*** PROVIDED ENTRIES ***

PR #2220, opened 2019-08-19
Ensure wait before confirming bytecode correctness

snario:


IIIIllllIIIIllllIIIIllllIIIIllllIIIIll:
Might be good to limit the wait (https://github.com/counterfactual/monorepo/blob/master/packages/node/src/node.ts#L198)

PR #2234, opened 2019-08-20
[node] print success message

IIIIllllIIIIllllIIIIllllIIIIllllIIIIll:


packages/node/src/methods/state-channel/create/controller.ts
```diff
@@ -175,6 +175,12 @@ export default class CreateChannelController extends NodeController {
           continue;
         }
 
+        // else
+
+        if (tryCount > 0) {
+          console.log(`success on try #${tryCount}`);
```
snario: If you're going to add a log, make it more verbose and explain the context

packages/node/src/methods/state-channel/create/controller.ts
```diff
@@ -175,6 +175,14 @@ export default class CreateChannelController extends NodeController {
           continue;
         }
 
+        // else
```
snario: If you're gonna write code, write code, not a comment

PR #2242, opened 2019-08-21
[contracts] Mainnet migrations

LayneHaber:
### Description

I deployed to mainnet. Copy pasted in address for the `ProxyFactory` in the `1.json`. Can also commit the artifacts there (I copy pasted output from `manual-deploy.js` to a file on my compy)

### Related issues

- [ ] Needs to work on mainnet


packages/cf-funding-protocol-contracts/manual-deploy.js
```diff
@@ -11,6 +11,8 @@ const getContractAddress = ethers.utils.getContractAddress;
 const provider = new InfuraProvider("rinkeby", process.env.INFURA_API_KEY);
 const wallet = Wallet.fromMnemonic(process.env.ETH_ACCOUNT_MNENOMIC).connect(provider);
 
+console.log(wallet.address);
```
cf19drofxots: Remove?

LayneHaber: easier to check the pending transactions when its sent from the wallet

cf19drofxots: Makes sense - there wasn't a comment or anything around it so I thought it was for debugging purposes mostly

PR #2248, opened 2019-08-21
[contracts] pass waffle flags

IIIIllllIIIIllllIIIIllllIIIIllllIIIIll:
#2224 changed some waffle flags to make ProxyFactory.json more reproducible; this PR applies the same change to all other waffle configs


snario:
We could perhaps put this in the root of the monorepo and inherit from it but nbd

PR #2254, opened 2019-08-23
[greenboard] Runs E2E tests in CircleCI using a Docker Container

joelalejandro:
This PR creates a new Docker image called `counterfactual/greenboard-environment` that sets up everything we need to run E2E tests on CircleCI.


joelalejandro:
Do not merge - e0c70df is a false positive.

PR #2250, opened 2019-08-21
[monorepo] reproducible contract builds

IIIIllllIIIIllllIIIIllllIIIIllllIIIIll:
https://www.notion.so/elfour/Post-Mortem-Why-did-withdrawals-not-work-0382d5a610f84c17b37e2433f030224e#0cd2367a52c645a28f77ec0901529836

- [ ] upstream the `legacyOutput` patch
- [x] commit `expected-build` and yarn commands for verifying / generating them
- [x] import `expected-build`
- [ ] switch deploy script to use `expected-build`
- [ ] delete truffle

PR #2276, opened 2019-08-26
[monorepo] commit contract build artifacts

IIIIllllIIIIllllIIIIllllIIIIllllIIIIll:
This PR 
- commits the waffle build output into source control under `expected-build`
- adds a `verify-solc` command to rebuild and compare to the committed build output and fail if they differ
- runs `verify-solc` in CI
- makes the node import artifcats from `expected-build` instead of `build`

Note: deploying the output is being done separately in #2250


cf19drofxots:
https://github.com/counterfactual/monorepo/pull/2290 this effectively caused the expected bytecode (for the `MinimumViableMultisig` contract) introduced in this PR to be stale.

cf19drofxots:
@IIIIllllIIIIllllIIIIllllIIIIllllIIIIll are there steps documented somewhere as to how these expected builds are supposed to be generated?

*** End of PROVIDED ENTRIES ***

TASK INSTRUCTIONS: Number only, please: work out how many lines of the listing hold "import".

RESPONSE TO THE EXERCISE: 2